J Card Fail. 2010 May;16(5):374-80. doi: 10.1016/j.cardfail.2010.01.001. Epub 2010 Mar 3.
Impaired renal function confers an adverse prognosis in patients with heart failure (HF). The aims of the present study were to identify factors associated with and predictive of impaired renal function and to assess the relationship between estimated glomerular filtration rate (eGFR) and all-cause mortality in outpatients with HF.

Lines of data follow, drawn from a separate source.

PR #401, opened 2018-09-30
Dublicate removed

BigDGW:
## Description
Dublicate line removed


src/django/VLE/lti_launch.py
```diff
@@ -31,13 +31,8 @@ def parse_request(self, request):
         Parses een django request om de method, url header en post data terug
         te geven.
```
Rickyboy320: Should be English.

BigDGW: i didnt change that
so a little late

Baseline data on 3605 patients (median age 73 years, 70.1% men) from 24 outpatient HF clinics in Norway were analyzed. Median follow-up time was 9 months. Renal dysfunction (eGFR < 60 mL/min) was present in 44.9%. The population was randomized into equal-sized model-building and validation samples to enhance model stability. eGFR was an independent predictor of all-cause mortality (HR 0.94 per 5 mL/min increase, P = .001). Use of spironolactone (P = .002), higher blood pressure (P < .001), and lower hemoglobin levels (P = .002) were predictors of impaired renal function. Increasing doses of loop diuretics were strongly associated with eGFR at baseline (P < .001), but only tended to predict worsening renal function during follow-up (P = .08).

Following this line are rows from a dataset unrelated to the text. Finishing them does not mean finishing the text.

Issue #402, opened 2018-09-30
Stop using first and last name for users


libre-man:
# Bug report
The names of users are split up into first and last name, however this is not a valid assumption for many people.

## Expected Behavior
There should be only one name field, something like `full_name`.

## Actual Behavior
The name of the user is split up.

engelhamer:
Do you mean that we exclude people with only a first name by this (or special cases like 'van Keulen' as a last name)?

libre-man:
The distinction simply doesn't make sense. There are people without a last/last name, you can read more about it [here](https://www.w3.org/International/questions/qa-personal-names). I don't see the reason for the distinction, so I think it should simply be removed.

PR #404, opened 2018-09-30
User first name, last name and image are overwritten with lti params …

BigDGW:
…when user is linked with a VLE user.

## Description
User meta data is change to lti user meta data when account is koppeld with lti

## Summary of changes
- Fixes user_image lti param changed to custom_user_image (forgotten in automatic setup change).
- Fixes user full and lastname of lti is set as the values if account linked via LTI


src/django/VLE/views/user.py
```diff
@@ -196,12 +196,22 @@ def partial_update(self, request, *args, **kwargs):
...
         else:
-            lti_id, user_image, is_teacher = None, None, False
+            lti_id, user_email, user_full_name, user_image, is_teacher = None, None, None, None, False
         if user_image is not None:
             user.profile_picture = user_image
+        if user_email is not None:
+            user.email = user_email
+            user.verified_email = True
+        if user_full_name is not None:
+            splitname = user_full_name.split(' ')
```
engelhamer: This will have to be changed if we are going to proceed with #402, I must admit it actually seems a bit weird to split the name in this way.

BigDGW: i know but that seemed like a different issue to me then this bug fix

Clinically significant reduction in renal function was prevalent in outpatients with HF, and was a strong predictor of all-cause mortality. Use of loop diuretics and spironolactone should be carefully evaluated as these agents may adversely affect renal function.

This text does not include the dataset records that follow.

PR #408, opened 2018-10-01
Fixed removed student journal error

### LINKED ISSUE #390: Internal server error on assignment page due to removed student's journals
# Bug report

## Expected Behavior
Deletion of users should not influence availability of assignment page.

## Actual Behavior
As soon as a user who has a journal is removed from a course, the assignment page becomes unusable and will immediately encounter an internal server error. This is because the journal of the removed student still exists, but their role cannot be found since their participation has disappeared.

1. Remove a student (that has a journal) from a course
2. Go to the assignment page

Archifer:
## Description
The error occurred due the fact that on an assignment in a course it would load all the journals, without looking if the journal corresponded to the correct course. We expanded the get journals function so that when a course is given in the context it will only respond with the journals that are in the course, otherwise it will still respond with all the journals for a specific assignment.

## Summary of changes
- Fixes #390

### DIFF
--- a/src/django/VLE/serializers.py
+++ b/src/django/VLE/serializers.py
@@ -139,7 +139,8 @@ class AssignmentSerializer(serializers.ModelSerializer):
             journals = Journal.objects.filter(assignment=assignment)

肾功能受损会使心力衰竭(HF)患者的预后恶化。本研究的目的是确定与肾功能受损相关的因素和预测因素,并评估估算肾小球滤过率(eGFR)与门诊 HF 患者全因死亡率之间的关系。
对来自挪威 24 个门诊 HF 诊所的 3605 名患者(中位年龄 73 岁,70.1%为男性)的基线数据进行了分析。中位随访时间为 9 个月。肾功能障碍(eGFR < 60 mL/min)存在于 44.9%的患者中。人群被随机分为等大小的模型构建和验证样本,以增强模型稳定性。eGFR 是全因死亡率的独立预测因素(每增加 5 mL/min,HR 为 0.94,P =.001)。螺内酯的使用(P =.002)、较高的血压(P <.001)和较低的血红蛋白水平(P =.002)是肾功能受损的预测因素。在基线时,环利尿剂的剂量增加与 eGFR 强烈相关(P <.001),但仅在随访期间有趋势表明会恶化肾功能(P =.08)。
门诊 HF 患者中普遍存在明显的肾功能下降,是全因死亡率的强预测因素。应仔细评估环利尿剂和螺内酯的使用,因为这些药物可能会对肾功能产生不利影响。